═══ Excerpted data ═══

PR #1444, opened 2021-05-14
Add sentry_trace connection example

st0012:
- Parent: sentry-rails' example app
- Child: sentry-ruby's sinatra example

Usage:

1. `$ cd sentry-rails/examples/rails-6.0`
2. `$ bundle exec rails s`
3. `$ cd sentry-ruby/examples/sinatra`
4. `$ bundle exec ruby app.rb`
5. Visit `http://localhost:3000/connect_trace` in browser

connect sentry trace

### DIFF
--- a/sentry-rails/examples/rails-6.0/app/controllers/welcome_controller.rb
+++ b/sentry-rails/examples/rails-6.0/app/controllers/welcome_controller.rb
@@ -5,6 +5,18 @@ class WelcomeController < ApplicationController
     1 / 0
   end
 
+  def connect_trace
+    transaction = Sentry.get_current_scope.get_transaction
+    # see the sinatra example under the `sentry-ruby` folder
+    uri = URI("http://localhost:4567/connect_trace")
+    http = Net::HTTP.new(uri.host, uri.port)
+    request = Net::HTTP::Get.new(uri.request_uri)
+    request["SENTRY_TRACE"] = transaction.to_sentry_trace
+    response = http.request(request)
+
+    render plain: response.code
+  end
+
   def view_error
   end
 
--- a/sentry-rails/examples/rails-6.0/config/routes.rb
+++ b/sentry-rails/examples/rails-6.0/config/routes.rb
@@ -3,6 +3,7 @@ Rails.application.routes.draw do
   get '500', :to => 'welcome#report_demo'
   root to: "welcome#index"
 
+  get 'connect_trace', to: 'welcome#connect_trace'
   get 'view_error', to: 'welcome#view_error'
   get 'worker_error', to: 'welcome#worker_error'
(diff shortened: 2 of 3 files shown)


sentry-rails/examples/rails-6.0/app/controllers/welcome_controller.rb
```diff
@@ -5,6 +5,18 @@ def index
     1 / 0
   end
 
+  def connect_trace
+    transaction = Sentry.get_current_scope.get_transaction
+    # see the sinatra example under the `sentry-ruby` folder
+    uri = URI("http://localhost:4567/connect_trace")
+    http = Net::HTTP.new(uri.host, uri.port)
+    request = Net::HTTP::Get.new(uri.request_uri)
+    request["SENTRY_TRACE"] = transaction.to_sentry_trace
```
rhcarvalho, line 14: @st0012 if this line is required, then it explains the current difficulty in https://github.com/getsentry/sentry-ruby/issues/1411 as this would be a required manual step for trace propagation.

We try to make HTTP clients automatically propagate traces with auto instrumentation, perhaps that's missing in Ruby?

rhcarvalho (commented):
Thanks for the example!

sentry-rails/examples/rails-6.0/app/controllers/welcome_controller.rb
st0012: I'm not aware of this requirement in the backend SDK 🤔  can you point me the implementation in `sentry-python` and `sentry-go`?

rhcarvalho: Python: https://github.com/getsentry/sentry-python/blob/51987c57157102bbd32e1e7b084c26f4dc475d86/sentry_sdk/integrations/stdlib.py#L57-L112

JS Node: https://github.com/getsentry/sentry-javascript/blob/f7fc73313cb1f602dfbde856e116bb74f39dde81/packages/node/src/integrations/http.ts#L109-L123

JS Browser: https://github.com/getsentry/sentry-javascript/blob/13eea94a4da4334dd79f829a2657c03dbb50f780/packages/tracing/src/browser/request.ts#L87-L264

Go doesn't have this yet (know limitation), and when we do it won't be like Python and Ruby because we can't monkey-patch libraries.

But the idea is that we automatically create spans for outgoing requests and propagate the trace header `sentry-trace` with information on the current span (the one that was just created for the request).

st0012: @rhcarvalho I see, thanks. I'll merge this PR now and then implemented the propagation. after that's done I'll update the example again.

Issue #1449, opened 2021-05-21
Release gems in batch


st0012:
## Current Workflow & Problems

Currently, all gems are all prepared and released individually. It's great for releasing patch version individually, but it also makes releasing minor versions complicated. Here's the general workflow:

1. Prepare `sentry-ruby`'s release
2. Wait for `sentry-ruby` to be published
3. Update integration gems' (like `sentry-rails`) `sentry-ruby-core` dependency version.
  - We can't do this before the release branch of `sentry-ruby` is merged to master.
4. Prepare integration gems' release individually
5. Wait for them to be published individually

Also, we can't have a shared changelog under the current releasing structure due to potential version collision.

## New Workflow

Definition of the new workflow:

- All gems (except `sentry-raven`) will always be released under the same version.
  - For example, to release `sentry-sidekiq` to `4.4.4`, other `sentry-*` gems will also be bumped and released with version `4.4.4`, regardless they have change or not.
- `sentry-raven` will still be released solely.
- New gems will firstly be released individually before joining the batch releasing process.

And the new release process will be:

1. Prepare batch release
2. Publish all of them at once 🙂

st0012:
cc @HazAT @BYK

HazAT:
Cool stuff, also we should have one changelog in release with different sections like we have in JS monorepo https://github.com/getsentry/sentry-javascript/releases/tag/6.4.1

So our users always can look at the release and changelog to understand what changed.
This will bring us a large step closer to making things easier for our users to version.

(The only downside is potential no-op releases for packages which is something we def. can live with)

st0012:
@HazAT yeah that's part of the main drive behind this decision 😄

st0012:
This is now completed with the help from @BYK 😉

PR #1450, opened 2021-05-21
Batch release prepare

st0012:
First part of #1449

### DIFF
--- a/.craft.yml
+++ b/.craft.yml
@@ -1,0 +1,33 @@
+minVersion: '0.13.2'
+github:
+    owner: getsentry
+    repo: sentry-ruby
+changelogPolicy: simple
+preReleaseCommand: ruby .scripts/batch_release.rb
+releaseBranchPrefix: batch-release-sentry-ruby
+statusProvider:
+  name: github
+artifactProvider:
+  name: github
+targets:
+    - name: gem
+    - name: registry
+      type: sdk
+      config:
+          canonical: 'gem:sentry-ruby'
+    - name: registry
+      type: sdk
+      config:
+          canonical: 'gem:sentry-ruby-core'
+    - name: registry
+      type: sdk
+      config:
+          canonical: 'gem:sentry-rails'
+    - name: registry
+      type: sdk
+      config:
+          canonical: 'gem:sentry-sidekiq'
+    - name: registry
+      type: sdk
+      config:
+          canonical: 'gem:sentry-delayed_job'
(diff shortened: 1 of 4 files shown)


.craft.yml
```diff
@@ -0,0 +1,33 @@
...
+github:
+    owner: getsentry
+    repo: sentry-ruby
+changelogPolicy: simple
+preReleaseCommand: ruby .scripts/batch_release.rb
+releaseBranchPrefix: batch-release-sentry-ruby
+statusProvider:
+  name: github
+artifactProvider:
+  name: github
```
BYK, line 11: These are now the defaults when we set `0.22.2` as the min version. (well, anything >=0.21.0 actually https://github.com/getsentry/craft/releases/tag/0.21.0)

.craft.yml
```diff
@@ -0,0 +1,33 @@
...
+targets:
```
BYK, line 12: No `github` target?

.scripts/batch_release.rb
```diff
@@ -0,0 +1,44 @@
...
+
+def update_gemspec_dependency(gem_name, version)
+  file_name = "#{gem_name}/#{gem_name}.gemspec"
+  text = File.read(file_name)
+  new_contents = text.gsub(/spec.add_dependency "sentry-ruby-core", ".+"/, "spec.add_dependency \"sentry-ruby-core\", \"~> #{version}\"")
+  File.open(file_name, "w") {|file| file.puts new_contents }
+end
+
+# when craft runs scripts it inserts version to the 2nd argument
+version = ARGV[1]
```
BYK, line 30: It also sets environment variables if that's easier:

https://github.com/getsentry/craft/blob/5030c50f8c37e81f39ce51c4a419ec787cc8f774/src/commands/prepare.ts#L249-L250

We may wanna document this.

BYK:
Did not approve due to lack of `github` target. Once we clarify that, I'll approve as the rest looks good.

.scripts/batch_release.rb
st0012: @BYK thanks for the tip. I'll change this later with the other version bumping script 👍

.craft.yml
```diff
@@ -0,0 +1,29 @@
+minVersion: '0.22.2'
+github:
+    owner: getsentry
+    repo: sentry-ruby
```
BYK, line 4: You can remove these too, they are now inferred automatically.
```suggestion
```

BYK (approved):

PR #1451, opened 2021-05-23
Build gem source in batch prepare workflow

st0012:
Instead of writing another "batch build" workflow, I find it easier to just prepare + build all gems in the same workflow and then upload the artifacts right away.

### DIFF
--- a/.github/workflows/prepare_batch_release.yml
+++ b/.github/workflows/prepare_batch_release.yml
@@ -24,3 +24,8 @@ jobs:
         with:
           version: ${{ github.event.inputs.version }}
           force: ${{ github.event.inputs.force }}
+      - name: Archive Artifacts
+        uses: actions/upload-artifact@v2
+        with:
+          name: ${{ github.sha }}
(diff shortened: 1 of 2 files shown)


st0012:
@BYK The script I wrote should update the version number + build the gem source. It worked when I used `craft prepare` locally but when I gave it a test run [here](https://github.com/getsentry/sentry-ruby/runs/2649581769?check_suite_focus=true) it didn't build the artifacts. Can you give the log a log and see what did I do wrong? Thanks.

BYK (changes requested):
>Instead of writing another "batch build" workflow, I find it easier to just prepare + build all gems in the same workflow and then upload the artifacts right away.

Prepare step should not build anything at all. It should just get the repo ready to be built and push that to the release branch. This is tho ensure we have a separate, isolated branch that is built with the same system with all CI and also easily addressable.

st0012:
@BYK I see, thanks! I will open another PR for the batch build workflow.

PR #1452, opened 2021-05-25
Rack-like lambda integration (#1)

david-christensen:
## TODOS:

**Other Notes**

## Description
Describe your changes:

[./sentry-ruby]

* Adds Sentry::Lambda::CaptureExceptions
* Sentry::Event .timestamp should include milliseconds

Creates a Rack-like integration which can be used in a lambda
function like so:

```
def lambda_handler(event:, context:)
  Sentry::Lambda.wrap_handler(event: event, context: context) do
    # my biz logic here....
  end
end
```

A warning message can be enabled with `capture_timeout_warning: true` like so:
```
def lambda_handler(event:, context:)
  Sentry::Lambda.wrap_handler(event: event, context: context, capture_timeout_warning: true) do
    # my biz logic here....
  end
end
```

---------

These changes provide the basic sentry support that our company needs to start using sentry within AWS Lambda functions, but we also wanted to create an opportunity for feedback and next steps.

This implementation was largely based off of the [Rack integration](https://github.com/paymentspring/sentry-ruby/blob/master/sentry-ruby/lib/sentry/rack/capture_exceptions.rb). From there I attempted to capture sentry info similar to how the [python integration](https://github.com/getsentry/sentry-python/blob/master/sentry_sdk/integrations/aws_lambda.py) does.

The python example raises a [Timeout Warning](https://docs.sentry.io/platforms/python/guides/aws-lambda/#timeout-warning), whereas I decided to capture a sentry message and allow the function to continue.

At this time we do NOT handle request data from Lambda event hashes the way the other examples do. I noticed that `Sentry::RequestInterface` is primarily written for Sentry::Rack as it stands. I would imagine that `RequestInterface` would be abstracted and there would be a Sentry::RackRequestInterface, AwsAPIGWInterface, AwsALBInterface, etc. 

I thought this might be a good time to "hit pause" and see if the folks at sentry would like to help steer the implementation.

Let us know what you think!

Thanks!


st0012:
@david-christensen hey thanks for the PR 👍 I think it's a great idea to provide lambda support, but given that it's not what most Ruby developers would need, can you build an integration gem instead? 

to build one, you can follow [this guideline](https://github.com/getsentry/sentry-ruby/blob/master/EXTENSION.md) and use `sentry-rails` or `sentry-sidekiq` as examples. also, you can choose to publish the gem yourself and maintain it at your pace.

please feel free to open issues for the APIs you need or any questions for building the gem 🙂

st0012:
@david-christensen wow that's quick. great job 👍 

some advice:
- it doesn't need to be a fork of this repo. and other gem folders should be useless to you so you can remove them.
- you can remove the `.craft.yml` file. it's only needed for the release flow we have at Sentry.
- this may not be the case for lambda applications, but recording important incidents during the request as breadcrumbs could be helpful for debugging. it can be done with

```ruby
crumb = Sentry::Breadcrumb.new(
  data: data,
  category: category,
  timestamp: started.to_i
)
Sentry.add_breadcrumb(crumb)
```

- I'd also recommend users to use 2 breadcrumb loggers: `:sentry_logger` and `:http_logger` with this gem in the readme:

```ruby
```

david-christensen:
@st0012 
Nice! 
Yeah - I noticed that was kinda messy... At least it's working for now!
Thanks for the advice - that will help me clean things up when I have time!

Issue #1378, opened 2021-04-01
How to Prevent Sending Exceptions for Rails console or db:migrate


westonganger:
I do not want the exceptions from my Rails console sessions or db:migrate to send to sentry. Is there some way to disable this.

helmiItsavirus:
@westonganger did you activate sentry on the development environment?

westonganger:
No it is disabled in development. This is not a development environment issue.

westonganger:
I am also recieving errors on server when running tasks that dont exist. IE. Typos:

```ruby
bundle exec rails consolee
```

RuntimeError: Don't know how to build task 'consolee'

Again I dont want to send error notifications while I am performing server tasks

st0012:
the SDK integrates with rake and intercepts exceptions raised during a rake task. I can add an option to disable the integration all together, but it won't be practical to introduce something like "don't capture this exception only during rake tasks". do you think that'll solve your problem?

westonganger:
Yes please add option to disable the rake integration. Would this also remove the notifications during `rails console` sessions?

st0012:
I don't think the SDK captures errors from the console. At least not in an intentional way and I can't reproduce this behavior with my apps. Can you check the event's stacktrace and point out what captures the error?

westonganger:
Hmm it appears you are correct about the `rails:console` I guess I was incorrect about that one.

st0012:
@westonganger it's been shipped in `v4.5.0` 😄

MaicolBen:
What about `capture_message` ? How can we skip it? In the past it was possible to do `Raven.configuration.environments = %w[ignore_on_console] `

PR #1453, opened 2021-05-25
Add configuration option skip_rake_integration

westonganger:
Add configuration option `skip_rake_integration`. As mentioned in https://github.com/getsentry/sentry-ruby/issues/1378#issuecomment-815415357

### DIFF
--- a/sentry-ruby/spec/sentry/configuration_spec.rb
+++ b/sentry-ruby/spec/sentry/configuration_spec.rb
@@ -429,4 +429,12 @@ RSpec.describe Sentry::Configuration do
       expect(instance.var2). to eq 2
     end
   end
+
+  describe "#skip_rake_integration" do
+    it "returns true" do
+      subject.skip_rake_integration = true
+      expect(subject.skip_rake_integration).to eq(true)
+    end
+  end
+
 end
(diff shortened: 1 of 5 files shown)


sentry-ruby/spec/sentry/configuration_spec.rb
```diff
@@ -429,4 +429,12 @@ class SentryConfigurationSample < Sentry::Configuration
       expect(instance.var2). to eq 2
     end
   end
+
+  describe "#skip_rake_integration" do
+    it "returns true" do
```
st0012, line 434: can you add another one to confirm that its default is `false`

sentry-ruby/spec/support/Rakefile.rb
```diff
@@ -9,3 +9,10 @@
 task :raise_exception do
   1/0
 end
+
+task :raise_exception_without_rake_integration do
+  Sentry.init do |config|
```
st0012, line 14: since the SDK is already initialized, this can be `Sentry.configuration.skip_rake_integration = true`

st0012 (changes requested):
sorry for the delay and thanks for the PR 🙏 
just 2 minor changes then I think it'll be good to merge.
also, can you add a changelog entry for this?

st0012:
@westonganger actually, I'll cut a release today so I'll change them manually and make it in 4.5.0 as well 🙂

═══

## What you have to do
Exactly one number is the expected answer: the count of lines in the entries where the word "Wait" is found.

## Result for this task
2